(b) \(\frac{1}{462}\)

Let S be the sample space. 

Then, n(S) = Number of ways in which 6 boys and 6 girls can sit in a row = 12! 

Let E : Event of 6 girls and 6 boys sitting alternately. 

Then, the 6 girls and 6 boys can be arranged in alternate position in two ways. 

Ist way : We start with a boy. Then the arrangement is : B G    B G    B G    B G    B G    B G 

∴ Number of ways of arranging 6 boys in 6 places = 6! 

Number of ways of arranging 6 girls in 6 places = 6! 

∴ Number of ways of arranging 6 boys and 6 girls in alternate places = 6! × 6! 

Similarly, 

IInd way : Here we start with a girl.
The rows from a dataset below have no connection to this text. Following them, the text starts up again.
Issue #1245, opened 2023-09-18
Some observations from gfx1102 runs


jungpark-mlir:
Hi,

I've got a RX7600 card which has gfx1102 with wmma support and here's a couple of issues I found.

I tested a 1k*1k*1k gemm with this,
./bin/rocmlir-gen -ph -operation gemm -t f16 -out_datatype f16 --arch gfx1102 --num_cu 32 -g 1 -m 1024 -k 1024 -n 1024 -transA=True -transB=False

Initially picked tuning params is
```
// -----// IR Dump After RockAffixTuningParametersPass (rock-affix-params) //----- //
func.func @rock_gemm(%arg0: memref<1x1024x1024xf16>, %arg1: memref<1x1024x1024xf16>, %arg2: memref<1x1024x1024xf16>) attributes {block_size = 128 : i32, grid_size = 64 : i32, kernel, mhal.arch = "amdgcn-amd-amdhsa:gfx1102", wave_size = 32 : i32} {
  rock.gemm %arg2 = tr %arg0 * %arg1 features =  dot|atomic_add|atomic_fmax_f32|wmma storeMethod =  set {arch = "amdgcn-amd-amdhsa:gfx1102", derivedBlockSize = 128 : i32, gridSize = 64 : i32, numCU = 32 : i32, params = #rock.wmma_gemm_params<kpackPerBlock = 4, mPerBlock = 128, nPerBlock = 128, kpack = 16, mPerWave = 64, nPerWave = 64, forceUnroll = true>} : memref<1x1024x1024xf16> = memref<1x1024x1024xf16> * memref<1x1024x1024xf16>
  return
}
```
Which is  --perf_config='128, 128, `4`, 64, 64, 16, 1, `1`' 
This runs and verifies with cpu result (when enabled). 
But it looks mismatching with validRangeWmmaGemmParams in tuning, which has `{16, 32}` for kPerBlock and sets `false` to the last param.

The other issue is, it causes gpu hang for lots of tuning params, for example,
```
 --perf_config='16, 32, 16, 16, 32, 16, 1, 0'
 --perf_config='16, 64, 16, 16, 64, 16, 1, 1'
 --perf_config='32, 16, 32, 16, 16, 16, 1, 0'
 --perf_config='32, 32, 32, 16, 32, 16, 1, 0'
 --perf_config='64, 16, 16, 32, 16, 16, 1, 0'
```

[...]

PR #1246, opened 2023-09-19
Using less spilling values for kOuter

giuseros:
This is trying to address #1245 . Immediate changes
- I put the last config parameter back to `true` 
- I removed all the `kouter={16/32}` configurations from both the tuning and the default list. They spill in most of the cases, and if they don't spill they are outperformed by configuration with smaller `kOuter`. 
- I added the possibility to have `kPack < kBase(16)` .While for xdlops we had kbase < maxVectorLength, this is not the case for wmma. Indeed, kpack=16 would vectorize properly only for int8. 

Long term plan: find a new set of "default" configurations


giuseros:
@krzysz00 maybe you could try to see if this fixes the hangs you are experiencing

mlir/lib/Dialect/Rock/Transforms/AccelEmitter.h
```diff
@@ -110,6 +110,9 @@ struct AccelEmitter {
                                        Location loc, Value baseOffset,
                                        Value dWaves, Value laneId) = 0;
 
+  /// Validate the accelerator structure
+  virtual void validateAcceleratorProperties(){};
```
krzysz00: `virtual LogicalResult` and then crashing on failure or something.

mlir/lib/Dialect/Rock/Tuning/GridwiseGemmParams.cpp
```diff
@@ -710,50 +710,18 @@ const InitParamsAccel
...
-  {32, 64, 16, 32, 32, 16, true, true},
-  {32, 64, 16, 16, 64, 16, true, true},
-  {32, 64, 16, 16, 32, 16, true, true},
   {32, 64, 4, 32, 64, 16, true, true},
-  {32, 32, 32, 16, 32, 16, true, true},
-  {32, 32, 16, 32, 32, 16, true, true},
-  {32, 32, 16, 16, 16, 16, true, true},
-  {32, 32, 16, 16, 32, 16, true, true},
-  {16, 64, 16, 16, 64, 16, true, true},
-  {16, 64, 16, 16, 32, 16, true, true},
```
krzysz00, line 727: Let's put these back as `kPerBlock = 4` or, more generally, re-run.

mlir/lib/Dialect/Rock/Tuning/RockTuningImpl.cpp
```diff
@@ -57,10 +57,10 @@ void createGemmTuningRangeBF(TuningParamSet *newSpace,
   const std::vector<std::vector<uint32_t>> validRangeWmmaGemmParams = {
       {4, 8, 16, 32, 64, 128, 256},
       {16, 32, 64, 128, 256},
-      {16, 32},
+      {1, 2, 4, 8},
       {4, 8, 16, 32, 64, 128},
       {4, 8, 16, 32, 64, 128},
-      {16},
+      {4, 8, 16},
```
krzysz00, line 63: Will we want kPack < 16?

(I think so but)

giuseros: Yes, for two reasons:
- For fp16 the maximum hardware vector is 8 (128bits)
- In general we saw that there are configurations where a vector smaller than the max allowed  is faster

mlir/lib/Dialect/Rock/Tuning/GridwiseGemmParams.cpp
giuseros: Coming up in a follow-up PR

krzysz00 (approved):

giuseros:
I stopped at analyzing ~240 gemm configs, but the results look good enough: 
- "Quick tuning" time reduced by a lot on navi32 (I didn't measure, but it was more than a 2x reduction)
- Performance improved by a lot
- There are 4 cases where performance decreased, but only 1 is real (and it is about 10% hit on a very small int8 gemm)

I am attaching the report here
[navi32.zip](https://github.com/ROCmSoftwarePlatform/rocMLIR/files/12699829/navi32.zip)

krzysz00 (approved):

giuseros:
Given the performance improvements and the simplicity of the change, I am merging this in. If worse comes to worst, we can always revert this change using the old configs.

Then the arrangement is G B  G B    G B     G B     G B    G B 

∴ Number of ways of arranging 6 boys and 6 girls alternately this way 

= 6! × 6!

∴ n(E) = 6! × 6! + 6! × 6! 

= 2 × 6! × 6!

∴ n(E) = \(\frac{n(E)}{n(S)}\) = \(\frac{2\times6!\times6!}{12!}\)

= \(\frac{2\times6\times5\times4\times3\times2\times1}{12\times11\times10\times9\times8\times7}\) = \(\frac{1}{462}\).